# Provided data
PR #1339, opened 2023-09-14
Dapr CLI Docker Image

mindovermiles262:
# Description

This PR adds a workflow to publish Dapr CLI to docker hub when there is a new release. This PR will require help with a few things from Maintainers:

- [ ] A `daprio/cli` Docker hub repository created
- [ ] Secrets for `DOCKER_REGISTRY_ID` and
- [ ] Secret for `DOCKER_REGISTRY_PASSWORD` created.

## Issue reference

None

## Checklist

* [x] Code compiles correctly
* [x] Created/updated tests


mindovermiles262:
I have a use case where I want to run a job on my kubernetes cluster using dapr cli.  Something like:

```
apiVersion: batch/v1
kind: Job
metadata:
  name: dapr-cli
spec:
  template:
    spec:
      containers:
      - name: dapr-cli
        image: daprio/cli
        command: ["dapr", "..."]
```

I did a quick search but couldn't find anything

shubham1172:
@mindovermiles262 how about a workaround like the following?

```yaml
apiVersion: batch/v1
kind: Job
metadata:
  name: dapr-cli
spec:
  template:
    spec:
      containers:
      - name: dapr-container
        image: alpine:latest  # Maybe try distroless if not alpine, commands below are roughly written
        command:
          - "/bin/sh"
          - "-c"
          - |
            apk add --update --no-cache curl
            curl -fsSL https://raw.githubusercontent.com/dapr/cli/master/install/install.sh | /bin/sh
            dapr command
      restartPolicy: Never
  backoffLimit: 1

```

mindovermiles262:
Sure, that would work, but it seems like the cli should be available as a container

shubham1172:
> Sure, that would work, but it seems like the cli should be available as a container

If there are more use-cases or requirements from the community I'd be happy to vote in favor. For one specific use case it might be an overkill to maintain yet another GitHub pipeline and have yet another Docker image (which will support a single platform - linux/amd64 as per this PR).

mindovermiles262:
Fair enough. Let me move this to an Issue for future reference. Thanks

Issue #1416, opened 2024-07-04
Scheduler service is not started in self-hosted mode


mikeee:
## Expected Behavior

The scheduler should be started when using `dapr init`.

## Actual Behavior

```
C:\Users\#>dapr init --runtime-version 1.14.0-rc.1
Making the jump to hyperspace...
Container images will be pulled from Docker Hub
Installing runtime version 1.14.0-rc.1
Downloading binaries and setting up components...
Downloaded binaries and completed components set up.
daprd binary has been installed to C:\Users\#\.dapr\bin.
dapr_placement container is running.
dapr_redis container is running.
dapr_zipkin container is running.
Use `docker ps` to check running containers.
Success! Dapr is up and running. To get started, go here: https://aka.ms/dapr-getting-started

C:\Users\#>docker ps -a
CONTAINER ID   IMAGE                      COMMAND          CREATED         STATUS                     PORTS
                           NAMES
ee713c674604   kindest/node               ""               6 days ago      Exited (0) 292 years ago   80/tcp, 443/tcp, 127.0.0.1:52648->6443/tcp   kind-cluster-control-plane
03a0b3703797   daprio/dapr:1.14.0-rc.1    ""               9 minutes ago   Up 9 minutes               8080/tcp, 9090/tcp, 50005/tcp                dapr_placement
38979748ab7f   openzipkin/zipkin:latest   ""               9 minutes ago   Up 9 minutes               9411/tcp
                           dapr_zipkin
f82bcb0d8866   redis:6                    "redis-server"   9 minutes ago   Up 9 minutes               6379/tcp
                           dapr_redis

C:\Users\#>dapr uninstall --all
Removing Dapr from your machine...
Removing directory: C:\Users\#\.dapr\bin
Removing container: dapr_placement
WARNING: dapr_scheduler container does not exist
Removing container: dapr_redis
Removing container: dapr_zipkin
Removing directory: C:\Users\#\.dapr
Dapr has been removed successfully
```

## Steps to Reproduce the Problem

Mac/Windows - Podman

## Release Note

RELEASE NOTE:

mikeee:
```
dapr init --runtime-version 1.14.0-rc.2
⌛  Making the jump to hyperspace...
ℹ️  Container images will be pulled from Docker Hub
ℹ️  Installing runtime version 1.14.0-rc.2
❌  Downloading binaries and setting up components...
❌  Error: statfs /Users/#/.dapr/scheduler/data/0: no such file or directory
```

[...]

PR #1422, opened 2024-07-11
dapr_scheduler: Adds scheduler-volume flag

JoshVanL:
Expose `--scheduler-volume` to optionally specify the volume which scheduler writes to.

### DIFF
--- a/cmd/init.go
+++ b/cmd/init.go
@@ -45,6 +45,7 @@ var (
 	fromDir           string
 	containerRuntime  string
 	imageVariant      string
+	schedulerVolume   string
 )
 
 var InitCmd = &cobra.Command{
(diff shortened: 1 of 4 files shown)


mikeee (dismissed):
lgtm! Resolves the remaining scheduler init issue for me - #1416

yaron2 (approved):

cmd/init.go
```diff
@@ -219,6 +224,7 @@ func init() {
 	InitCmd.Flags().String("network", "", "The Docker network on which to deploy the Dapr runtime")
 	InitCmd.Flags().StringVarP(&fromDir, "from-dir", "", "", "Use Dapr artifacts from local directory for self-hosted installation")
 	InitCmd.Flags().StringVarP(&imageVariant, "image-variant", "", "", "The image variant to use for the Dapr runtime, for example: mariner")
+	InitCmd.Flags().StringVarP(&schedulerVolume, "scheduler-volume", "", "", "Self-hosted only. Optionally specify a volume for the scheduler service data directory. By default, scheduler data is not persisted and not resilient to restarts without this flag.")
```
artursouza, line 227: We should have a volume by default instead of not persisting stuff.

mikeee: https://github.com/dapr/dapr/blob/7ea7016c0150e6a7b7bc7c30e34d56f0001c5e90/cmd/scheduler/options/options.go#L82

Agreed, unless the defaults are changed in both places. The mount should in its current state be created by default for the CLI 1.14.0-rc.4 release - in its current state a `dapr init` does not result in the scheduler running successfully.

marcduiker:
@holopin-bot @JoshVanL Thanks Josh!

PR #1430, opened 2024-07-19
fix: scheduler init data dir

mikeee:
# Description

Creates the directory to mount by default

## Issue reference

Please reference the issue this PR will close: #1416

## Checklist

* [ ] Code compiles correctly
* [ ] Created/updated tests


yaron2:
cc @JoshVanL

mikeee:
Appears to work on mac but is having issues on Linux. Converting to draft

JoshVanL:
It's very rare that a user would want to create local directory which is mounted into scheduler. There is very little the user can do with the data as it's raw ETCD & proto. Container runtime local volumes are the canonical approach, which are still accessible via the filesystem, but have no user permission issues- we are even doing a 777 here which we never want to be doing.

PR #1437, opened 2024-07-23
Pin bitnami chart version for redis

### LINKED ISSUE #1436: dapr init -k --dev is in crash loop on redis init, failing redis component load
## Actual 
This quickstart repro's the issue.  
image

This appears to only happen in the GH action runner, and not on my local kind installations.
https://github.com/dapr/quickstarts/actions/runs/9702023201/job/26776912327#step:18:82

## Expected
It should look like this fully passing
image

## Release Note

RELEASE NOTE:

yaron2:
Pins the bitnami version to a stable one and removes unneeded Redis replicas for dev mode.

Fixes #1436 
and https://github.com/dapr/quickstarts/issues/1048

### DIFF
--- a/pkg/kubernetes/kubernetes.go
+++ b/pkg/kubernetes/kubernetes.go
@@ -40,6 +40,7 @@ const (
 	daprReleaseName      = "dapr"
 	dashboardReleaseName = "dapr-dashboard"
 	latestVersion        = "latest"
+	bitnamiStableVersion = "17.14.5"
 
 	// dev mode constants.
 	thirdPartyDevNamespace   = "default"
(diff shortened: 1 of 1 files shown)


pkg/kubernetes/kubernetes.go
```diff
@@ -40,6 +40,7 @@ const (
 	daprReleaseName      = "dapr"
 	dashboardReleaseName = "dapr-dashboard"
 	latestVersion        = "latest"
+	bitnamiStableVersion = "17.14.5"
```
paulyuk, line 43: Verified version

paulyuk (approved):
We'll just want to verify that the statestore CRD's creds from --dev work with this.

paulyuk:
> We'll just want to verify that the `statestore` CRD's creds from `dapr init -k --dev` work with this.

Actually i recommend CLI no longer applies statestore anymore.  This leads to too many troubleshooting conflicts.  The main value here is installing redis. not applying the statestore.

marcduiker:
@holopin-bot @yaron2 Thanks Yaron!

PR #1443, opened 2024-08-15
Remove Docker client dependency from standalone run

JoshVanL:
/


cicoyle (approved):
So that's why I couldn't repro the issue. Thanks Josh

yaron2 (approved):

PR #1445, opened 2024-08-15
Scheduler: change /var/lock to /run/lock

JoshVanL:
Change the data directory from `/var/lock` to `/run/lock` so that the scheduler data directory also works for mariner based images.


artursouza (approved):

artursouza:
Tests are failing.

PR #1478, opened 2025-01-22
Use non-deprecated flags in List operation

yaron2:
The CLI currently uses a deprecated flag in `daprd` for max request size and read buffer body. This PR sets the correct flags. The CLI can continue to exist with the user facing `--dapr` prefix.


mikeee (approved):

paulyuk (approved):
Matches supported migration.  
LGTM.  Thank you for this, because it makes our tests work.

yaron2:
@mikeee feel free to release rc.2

# How to complete this task
Beginning with the very first line of the material, please return exactly each line down to and including the one with "- [ ] Secrets".

# Solution for this task
PR #1339, opened 2023-09-14
Dapr CLI Docker Image

mindovermiles262:
# Description

This PR adds a workflow to publish Dapr CLI to docker hub when there is a new release. This PR will require help with a few things from Maintainers:

- [ ] A `daprio/cli` Docker hub repository created
- [ ] Secrets for `DOCKER_REGISTRY_ID` and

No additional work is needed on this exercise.